**What you will do**
Within the listing below, locate all lines containing the word "outside". Copy each one.

**Records shown**
PR #192, opened 2025-02-07
(frontend): add document type field on primary identification screen

faiza-jahanzeb:
## Summary

Work item: [#14682](https://dev.azure.com/ESDCCM/FSIR/_workitems/edit/14682)
Add document type field on primary identification screen
User is presented with the Current Status options. Based on the correct options "Canadian citizen born outside Canada" or "Registered Indian born in Canada" in current status, the document type show respective options.
On pressing next button, field is validated. Correct validation for proof of concept is "Canadian citizen born outside Canada"

The document type is validated for null value.

## Types of changes

## Checklist

<details>

  ``` shell
  npm run lint:check
  npm run format:check
  ```
</details>

<details>

  ``` shell
  npm run test
  npm run test:e2e
  ```
</details>

image
image

### DIFF
--- a/frontend/app/routes/protected/person-case/primary-docs.tsx
+++ b/frontend/app/routes/protected/person-case/primary-docs.tsx
@@ -1,9 +1,10 @@
-import { useId } from 'react';
+import { useId, useState } from 'react';
 
 import { data, useFetcher } from 'react-router';
 import type { RouteHandle } from 'react-router';
 
 import { faExclamationCircle, faXmark } from '@fortawesome/free-solid-svg-icons';
+import type { SessionData } from 'express-session';
 import { useTranslation } from 'react-i18next';
 import * as v from 'valibot';
 
@@ -16,9 +17,22 @@ import { FetcherErrorSummary } from '~/components/error-summary';
 import { InputSelect } from '~/components/input-select';
 import { PageTitle } from '~/components/page-title';
 import { Progress } from '~/components/progress';
+import { AppError } from '~/errors/app-error';
+import { ErrorCodes } from '~/errors/error-codes';
 import { getFixedT } from '~/i18n-config.server';
 import { handle as parentHandle } from '~/routes/protected/layout';
 import { getLanguage } from '~/utils/i18n-utils';
+
+type PrimaryDocumentsSessionData = NonNullable<SessionData['inPersonSINCase']['primaryDocuments']>;
+
+/**
+ * Valid current status in Canada for proof of concept
+ */
+const VALID_CURRENT_STATUS = ['canadian-citizen-born-outside-canada'];
+/**
+ * Valid document type for proof of concept
+ */
+const VALID_DOCTYPE = ['certificate-of-canadian-citizenship', 'certificate-of-registration-of-birth-abroad'];
 
 export const handle = {
   i18nNamespace: [...parentHandle.i18nNamespace, 'protected'],
@@ -30,9 +44,7 @@ export async function loader({ context, request }: Route.LoaderArgs) {
 
   return {
     documentTitle: t('protected:primary-identity-document.page-title'),
-    defaultFormValues: {
-      currentStatusInCanada: context.session.inPersonSINCase?.currentStatusInCanada,
-    },
+    defaultFormValues: context.session.inPersonSINCase?.primaryDocuments,
   };
 }
 
@@ -46,37 +58,56 @@ export async function action({ context, request }: Route.ActionArgs) {
   const t = await getFixedT(request, handle.i18nNamespace);
 
   const formData = await request.formData();
+  const action = formData.get('action');
 
-  if (formData.get('action') === 'back') {
-    throw i18nRedirect('routes/protected/person-case/privacy-statement.tsx', request); //TODO: change it to redirect to file="routes/protected/person-case/request-details.tsx"
+  switch (action) {
+    case 'back': {
+      throw i18nRedirect('routes/protected/person-case/request-details.tsx', request);
+    }
+
+    case 'next': {
+      const schema = v.pipe(
+        v.object({
+          currentStatusInCanada: v.pipe(
+            v.string(t('protected:primary-identity-document.current-status-in-canada.required')),
+            v.trim(),
+            v.nonEmpty(t('protected:primary-identity-document.current-status-in-canada.required')),
+            v.picklist(VALID_CURRENT_STATUS, t('protected:primary-identity-document.current-status-in-canada.invalid')),
+          ),
+          documentType: v.string(),
+        }),
+        // Perform an additional check on 'documentType' only when currentStatusInCanada is valid.
+        // Otherwise, it incorrectly triggers an error even when 'documentType' is not visible.
+        v.forward(
+          v.partialCheck(
+            [['currentStatusInCanada'], ['documentType']],
+            (input) => VALID_DOCTYPE.includes(input.documentType),
+            t('protected:primary-identity-document.document-type.required'),
+          ),
+          ['documentType'],
+        ),
+      ) satisfies v.GenericSchema<PrimaryDocumentsSessionData>;
+
+      const input = {
+        currentStatusInCanada: String(formData.get('currentStatusInCanada')),
+        documentType: String(formData.get('documentType')),
+      } satisfies Partial<v.InferInput<typeof schema>>;
+
+      const parseResult = v.safeParse(schema, input, { lang });
+
+      if (!parseResult.success) {
+        return data({ errors: v.flatten<typeof schema>(parseResult.issues).nested }, { status: 400 });
+      }
+
+      context.session.inPersonSINCase ??= {};
+      context.session.inPersonSINCase.primaryDocuments = parseResult.output;
+
+      throw i18nRedirect('routes/protected/request.tsx', request); //TODO: change it to redirect to file="routes/protected/person-case/secondary-docs.tsx"
+    }
+    default: {
+      throw new AppError(`Unrecognized action: ${action}`, ErrorCodes.UNRECOGNIZED_ACTION);
+    }
   }
-
-  // submit action
-  const schema = v.object({
-    currentStatusInCanada: v.pipe(
-      v.string(t('protected:primary-identity-document.current-status-in-canada.required')),
-      v.trim(),
-      v.nonEmpty(t('protected:primary-identity-document.current-status-in-canada.required')),
-      v.literal(
-        'canadian-citizen-born-outside-canada',
-        t('protected:primary-identity-document.current-status-in-canada.invalid'),
-      ),
-    ),
-  });
-
-  const input = { currentStatusInCanada: formData.get('currentStatusInCanada') as string };
-  const parsedDataResult = v.safeParse(schema, input, { lang });
-
-  if (!parsedDataResult.success) {
-    return data({ errors: v.flatten<typeof schema>(parsedDataResult.issues).nested }, { status: 400 });
-  }
-
-  context.session.inPersonSINCase = {
-    ...(context.session.inPersonSINCase ?? {}),
-    ...input,
-  };
-
-  throw i18nRedirect('routes/protected/request.tsx', request); //TODO: change it to redirect to file="routes/protected/person-case/secondary-docs.tsx"
 }
 
 export default function PrimaryDocs({ loaderData, actionData, params }: Route.ComponentProps) {
@@ -87,41 +118,11 @@ export default function PrimaryDocs({ loaderData, actionData, params }: Route.Co
   const isSubmitting = fetcher.state !== 'idle';
   const errors = fetcher.data?.errors;
 
-  const dummyOption: { label: string; value: string } = {
-    label: t('protected:primary-identity-document.please-select'),
-    value: '',
+  const [currentStatus, setCurrentStatus] = useState(loaderData.defaultFormValues?.currentStatusInCanada);
+
+  const handleCurrentStatusChange = (event: React.ChangeEvent<HTMLSelectElement>) => {
+    setCurrentStatus(event.target.value);
   };
-  const currentStatusInCanadaOptions: { label: string; value: string }[] = [
-    dummyOption,
-    {
-      label: t('protected:primary-identity-document.current-status-in-canada.options.canadian-citizen-born-in-canada'),
-      value: 'canadian-citizen-born-in-canada',
-    },
-    {
-      label: t('protected:primary-identity-document.current-status-in-canada.options.canadian-citizen-born-outside-canada'),
-      value: 'canadian-citizen-born-outside-canada',
-    },
-    {
-      label: t('protected:primary-identity-document.current-status-in-canada.options.registered-indian-born-in-canada'),
-      value: 'registered-indian-born-in-canada',
-    },
-    {
-      label: t('protected:primary-identity-document.current-status-in-canada.options.registered-indian-born-outside-canada'),
-      value: 'registered-indian-born-outside-canada',
-    },
-    {
-      label: t('protected:primary-identity-document.current-status-in-canada.options.permanent-resident'),
-      value: 'permanent-resident',
-    },
-    {
-      label: t('protected:primary-identity-document.current-status-in-canada.options.temporary-resident'),
-      value: 'temporary-resident',
-    },
-    {
-      label: t('protected:primary-identity-document.current-status-in-canada.options.no-legal-status-in-canada'),
-      value: 'no-legal-status-in-canada',
-    },
-  ];
 
   return (
     <>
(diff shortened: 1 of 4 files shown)


frontend/app/routes/protected/person-case/primary-docs.tsx
```diff
@@ -44,45 +52,166 @@ export async function action({ context, request }: Route.ActionArgs) {
...
+          v.picklist(VALID_CURRENT_STATUS, t('protected:primary-identity-document.current-status-in-canada.invalid')),
+        ),
+      });
+      input.currentStatusInCanada = formData.get('currentStatusInCanada') as string;
+      const currentStatusResult = v.safeParse(currentStatusSchema, input, { lang });
 
-  if (!parsedDataResult.success) {
-    return data({ errors: v.flatten<typeof schema>(parsedDataResult.issues).nested }, { status: 400 });
-  }
+      let documentTypeResult = null;
```
gregory-j-baker, line 76: This can be moved to where it is initialized (the `v.safeParse()` line).

frontend/app/routes/protected/person-case/primary-docs.tsx
```diff
@@ -44,45 +52,166 @@ export async function action({ context, request }: Route.ActionArgs) {
...
+            {
+              errors: {
+                ...(currentStatusResult.issues ? v.flatten<typeof currentStatusSchema>(currentStatusResult.issues).nested : {}),
+                ...v.flatten<typeof documentTypeSchema>(documentTypeResult.issues).nested,
+              },
+            },
+            { status: 400 },
+          );
+        }
+      } else if (!currentStatusResult.success) {
```
gregory-j-baker, line 100: Bit of a nitpick, but this if/else could be simplified a bit by moving the `else if` up and returning early.. I think this would improve readability.

ex:

``` typescript
if (!currentStatusResult.success) {
  return data({ errors: v.flatten<typeof currentStatusSchema>(currentStatusResult.issues).nested }, { status: 400 });
}

// rest of function without the need for "else"
```

frontend/app/routes/protected/person-case/primary-docs.tsx
```diff
@@ -44,45 +52,166 @@ export async function action({ context, request }: Route.ActionArgs) {
...
 
 export default function PrimaryDocs({ loaderData, actionData, params }: Route.ComponentProps) {
   const { t } = useTranslation(handle.i18nNamespace);
 
   const fetcher = useFetcher<Info['actionData']>();
   const isSubmitting = fetcher.state !== 'idle';
-  const errors = fetcher.data?.errors;
+  const errors: { currentStatusInCanada?: string[]; documentType?: string[] } | undefined = fetcher.data?.errors ?? undefined;
+
+  const [step, setStep] = useState(1);
```
gregory-j-baker, line 125: Try to avoid using magic numbers.. replace `1` with something more descriptive and meaningful.

frontend/app/routes/protected/person-case/primary-docs.tsx
```diff
@@ -44,45 +52,166 @@ export async function action({ context, request }: Route.ActionArgs) {
...
+          <DocumentTypeRegisteredIndian
+            defaultValue={loaderData.defaultFormValues.documentType}
+            errorMessage={errors?.documentType?.[0]}
+          />,
+        );
+        break;
+      default:
+        setSecondaryInput(null); // Clear secondary input if no match
+    }
+  }, [currentStatus, errors, loaderData.defaultFormValues.documentType]);
```
gregory-j-baker, line 159: I think a better approach here would be to use a flag to indicate what the secondary input should be, and then render it conditionally based on that flag. Maybe I'm wrong.. it just seems a bit unconventional to store a rendered component in another component's state.

Also, you shouldn't need to use an effect for this. In fact, `useEffect()` in React Router v7 should rarely be needed for anything.

From <https://react.dev/reference/react/useEffect>:

image

You aren't synchronizing with an external system here.

(will ping @sebastien-comeau here since he has more expertise around this stuff)

gregory-j-baker: To elaborate on the "you shouldn't need effects in react router" comment.. when using react router, you typically synchronize with your external systems in your actions and loaders.

There are cases where an effect might be needed (like when making calls to a browser API), but in pretty much every other situation, you can use actions/loaders and conditional rendering.

frontend/app/routes/protected/person-case/primary-docs.tsx
```diff
@@ -44,45 +52,166 @@ export async function action({ context, request }: Route.ActionArgs) {
...
+        </Button>
+        <Button id="refer-button" endIcon={faExclamationCircle} variant="link">
+          {t('protected:person-case.refer-button')}
+        </Button>
+      </div>
+      <Progress className="mt-8" label="" value={30} />
+      <PageTitle subTitle={t('protected:in-person.title')}>{t('protected:primary-identity-document.page-title')}</PageTitle>
+
+      <fetcher.Form method="post" noValidate>
+        <input type="hidden" name="step" value={step.toString()} />
```
gregory-j-baker, line 175: I don't think a hidden field is necessary here if you are using `useState()` to handle rendering of the secondary input. You should just be able to call `setState('my-value')` and then render the second input by examining that value.

You may not even need to use `useState()` if you render conditionally based on the value of your `<CurrentStatusInCanada>` component.

frontend/app/routes/protected/person-case/primary-docs.tsx
```diff
@@ -44,45 +52,166 @@ export async function action({ context, request }: Route.ActionArgs) {
...
+  );
+}
+
+interface CurrentStatusInCanadaProps {
+  defaultValue?: string;
+  errorMessage?: string;
+  onChange?: React.ChangeEventHandler<HTMLSelectElement>;
+}
+
+function CurrentStatusInCanada({ defaultValue, errorMessage, onChange }: CurrentStatusInCanadaProps) {
```
gregory-j-baker, line 213: (nitpick)

```suggestion
function CurrentStatusInCanada({ defaultValue, errorMessage, onChange }: CurrentStatusInCanadaProps): JSX.Element {
```

frontend/app/routes/protected/person-case/primary-docs.tsx
```diff
@@ -122,40 +251,96 @@ export default function PrimaryDocs({ loaderData, actionData, params }: Route.Co
...
-          </Button>
-          <Button name="action" value="next" variant="primary" id="continue-button" disabled={isSubmitting}>
-            {t('protected:person-case.next')}
-          </Button>
-        </div>
-      </fetcher.Form>
+function DocumentType({ defaultValue, errorMessage }: DocumentTypeProps) {
+  const { t } = useTranslation(handle.i18nNamespace);
+
+  const dummyOption: { label: string; value: string } = {
```
gregory-j-baker, line 276: I'm pretty sure the type is not required here, since it will be inferred by the values.

frontend/app/routes/protected/person-case/primary-docs.tsx
```diff
@@ -44,45 +52,166 @@ export async function action({ context, request }: Route.ActionArgs) {
...
 
-  const input = { currentStatusInCanada: formData.get('currentStatusInCanada') as string };
-  const parsedDataResult = v.safeParse(schema, input, { lang });
+      const currentStatusSchema = v.object({
+        currentStatusInCanada: v.pipe(
+          v.string(t('protected:primary-identity-document.current-status-in-canada.required')),
+          v.trim(),
+          v.nonEmpty(t('protected:primary-identity-document.current-status-in-canada.required')),
+          v.picklist(VALID_CURRENT_STATUS, t('protected:primary-identity-document.current-status-in-canada.invalid')),
+        ),
```
sebastien-comeau, line 71: Validate with `picklist`.

```suggestion
        currentStatusInCanada: v.picklist(VALID_CURRENT_STATUS, t('protected:primary-identity-document.current-status-in-canada.required')),
```

sebastien-comeau (changes requested):
I'd need to experiment with it, but I think using a single validation and returning all errors to the component, even if the entire form isn't displayed, could work. The "step" logic might not be necessary.

frontend/app/routes/protected/person-case/primary-docs.tsx
faiza-jahanzeb: removed useEffect()

frontend/app/routes/protected/person-case/primary-docs.tsx
```diff
@@ -85,43 +123,13 @@ export default function PrimaryDocs({ loaderData, actionData, params }: Route.Co
   const fetcherKey = useId();
   const fetcher = useFetcher<Info['actionData']>({ key: fetcherKey });
   const isSubmitting = fetcher.state !== 'idle';
-  const errors = fetcher.data?.errors;
+  const errors: { currentStatusInCanada?: string[]; documentType?: string[] } | undefined = fetcher.data?.errors ?? undefined;
```
gregory-j-baker, line 126: The `?? undefined` is unnecessary here.

gregory-j-baker (dismissed):

frontend/app/routes/protected/person-case/primary-docs.tsx
gregory-j-baker: Will resolve since this isn't a blocker

frontend/app/routes/protected/person-case/primary-docs.tsx
sebastien-comeau: Why `errors` variable is typed with `: { currentStatusInCanada?: string[]; documentType?: string[] } | undefined`? This should work.

```tsx
const errors = fetcher.data?.errors;
```

frontend/app/routes/protected/person-case/primary-docs.tsx
```diff
@@ -46,37 +57,64 @@ export async function action({ context, request }: Route.ActionArgs) {
...
+              documentType: v.optional(v.string()),
+            }),
+            v.object({
+              documentTypeAvailable: v.literal(true),
+              documentType: v.pipe(v.picklist(VALID_DOCTYPE, t('protected:primary-identity-document.document-type.required'))),
+            }),
+          ],
+          t('protected:primary-identity-document.document-type.required'),
+        ),
+      ]) satisfies v.GenericSchema<PrimaryDocumentsSessionData>;
```
sebastien-comeau, line 92: Validation schema can be simplified like this. `currentStatusInCanada` and `documentType` are both required field and must be a valid string value from the `picklist`. There is nothing bad to validate `documentType` even though it's not displayed on the screen. The error for that field will not be displayed.

```suggestion
      const schema = v.object({
          currentStatusInCanada: v.picklist(VALID_CURRENT_STATUS, t('protected:primary-identity-document.current-status-in-canada.required')),
            documentType: v.picklist(VALID_DOCTYPE, t('protected:primary-identity-document.document-type.required')),
            }) satisfies v.GenericSchema<PrimaryDocumentsSessionData>;
```

frontend/app/routes/protected/person-case/primary-docs.tsx
```diff
@@ -46,37 +57,64 @@ export async function action({ context, request }: Route.ActionArgs) {
...
+      if (!parseResult.success) {
+        return data({ errors: v.flatten<typeof schema>(parseResult.issues).nested }, { status: 400 });
+      }
 
-  throw i18nRedirect('routes/protected/request.tsx', request); //TODO: change it to redirect to file="routes/protected/person-case/secondary-docs.tsx"
+      context.session.inPersonSINCase ??= {};
+      context.session.inPersonSINCase.primaryDocuments = {
+        ...parseResult.output,
+        documentType: parseResult.output.documentType ?? '',
+      };
```
sebastien-comeau, line 110: Entire validated validation should be stored as is.

```suggestion
      context.session.inPersonSINCase.primaryDocuments = parseResult.output;
```

frontend/app/routes/protected/person-case/primary-docs.tsx
```diff
@@ -135,17 +143,23 @@ export default function PrimaryDocs({ loaderData, actionData, params }: Route.Co
...
-            errorMessage={errors?.currentStatusInCanada?.at(0)}
-            defaultValue={loaderData.defaultFormValues.currentStatusInCanada}
-            required
-            options={currentStatusInCanadaOptions}
-            label={t('protected:primary-identity-document.current-status-in-canada.title')}
-          />
+          <div className="space-y-6">
+            <CurrentStatusInCanada
+              defaultValue={loaderData.defaultFormValues?.currentStatusInCanada}
+              errorMessage={errors?.currentStatusInCanada?.[0]}
```
sebastien-comeau, line 152: Use [at()](https://developer.mozilla.org/en-US/docs/Web/JavaScript/Reference/Global_Objects/Array/at).

```suggestion
              errorMessage={errors?.currentStatusInCanada?.at(0)}
```

sebastien-comeau (changes requested):

frontend/app/routes/protected/person-case/primary-docs.tsx
faiza-jahanzeb: without at() works... errorMessage={errors?.currentStatusInCanada?.at(0)} cause syntax error

frontend/app/routes/protected/person-case/primary-docs.tsx
```diff
@@ -1,7 +1,7 @@
-import { useId } from 'react';
+import { useId, useState } from 'react';
 
 import { data, useFetcher } from 'react-router';
-import type { RouteHandle } from 'react-router';
+import type { RouteHandle, SessionData } from 'react-router';
```
sebastien-comeau, line 4: Import `SessionData` from `express-session`. We are augmenting `SessionData` from `express-session` and not `react-router`. Data type of `PrimaryDocumentsSessionData` is `any` at the moment.

frontend/app/routes/protected/person-case/primary-docs.tsx
```diff
@@ -16,10 +16,23 @@ import { FetcherErrorSummary } from '~/components/error-summary';
...
 import { getFixedT } from '~/i18n-config.server';
 import { handle as parentHandle } from '~/routes/protected/layout';
 import { getLanguage } from '~/utils/i18n-utils';
 
+type PrimaryDocumentsSessionData = NonNullable<SessionData['inPersonSINCase']['primaryDocuments']>;
+
+/**
+ * Valid current status in Canada for proof of concept
+ */
+const VALID_CURRENT_STATUS = ['canadian-citizen-born-outside-canada'] as const;
```
sebastien-comeau, line 30: Remove `as const` since those values doesn't need to be string literals and it causes issue while build the validation schema.

frontend/app/routes/protected/person-case/primary-docs.tsx
```diff
@@ -16,10 +16,23 @@ import { FetcherErrorSummary } from '~/components/error-summary';
...
+/**
+ * Valid document type for proof of concept
+ */
+const VALID_DOCTYPE = ['certificate-of-canadian-citizenship', 'certificate-of-registration-of-birth-abroad'] as const;
```
sebastien-comeau, line 34: Remove `as const` since those values doesn't need to be string literals and it causes issue while build the validation schema.

sebastien-comeau (changes requested):

frontend/app/routes/protected/person-case/primary-docs.tsx
sebastien-comeau: I tested it locally, and since 'documentType' might not be visible, returning an error when it's hidden causes the error to immediately appear when the field becomes visible. It feels odd. Here's an improved validation approach:

```ts
const schema = v.pipe(
  v.object({
    currentStatusInCanada: v.picklist(
      VALID_CURRENT_STATUS,
      t('protected:primary-identity-document.current-status-in-canada.required'),
    ),
    documentType: v.string(),
  }),
  // Perform an additional check on 'documentType' only when currentStatusInCanada is valid.
  // Otherwise, it incorrectly triggers an error even when 'documentType' is not visible.
  v.forward(
    v.partialCheck(
      [['currentStatusInCanada'], ['documentType']],
      (input) => VALID_DOCTYPE.includes(input.documentType),
      t('protected:primary-identity-document.document-type.required'),
    ),
    ['documentType'],
  ),
) satisfies v.GenericSchema<PrimaryDocumentsSessionData>;

const input = {
  currentStatusInCanada: String(formData.get('currentStatusInCanada')),
  documentType: String(formData.get('documentType')),
} satisfies Partial<v.InferInput<typeof schema>>;
```

faiza-jahanzeb: updated

sebastien-comeau (approved):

**Written solution**
User is presented with the Current Status options. Based on the correct options "Canadian citizen born outside Canada" or "Registered Indian born in Canada" in current status, the document type show respective options.
On pressing next button, field is validated. Correct validation for proof of concept is "Canadian citizen born outside Canada"
+const VALID_CURRENT_STATUS = ['canadian-citizen-born-outside-canada'];
-        'canadian-citizen-born-outside-canada',
-      label: t('protected:primary-identity-document.current-status-in-canada.options.canadian-citizen-born-outside-canada'),
-      value: 'canadian-citizen-born-outside-canada',
-      label: t('protected:primary-identity-document.current-status-in-canada.options.registered-indian-born-outside-canada'),
-      value: 'registered-indian-born-outside-canada',
+const VALID_CURRENT_STATUS = ['canadian-citizen-born-outside-canada'] as const;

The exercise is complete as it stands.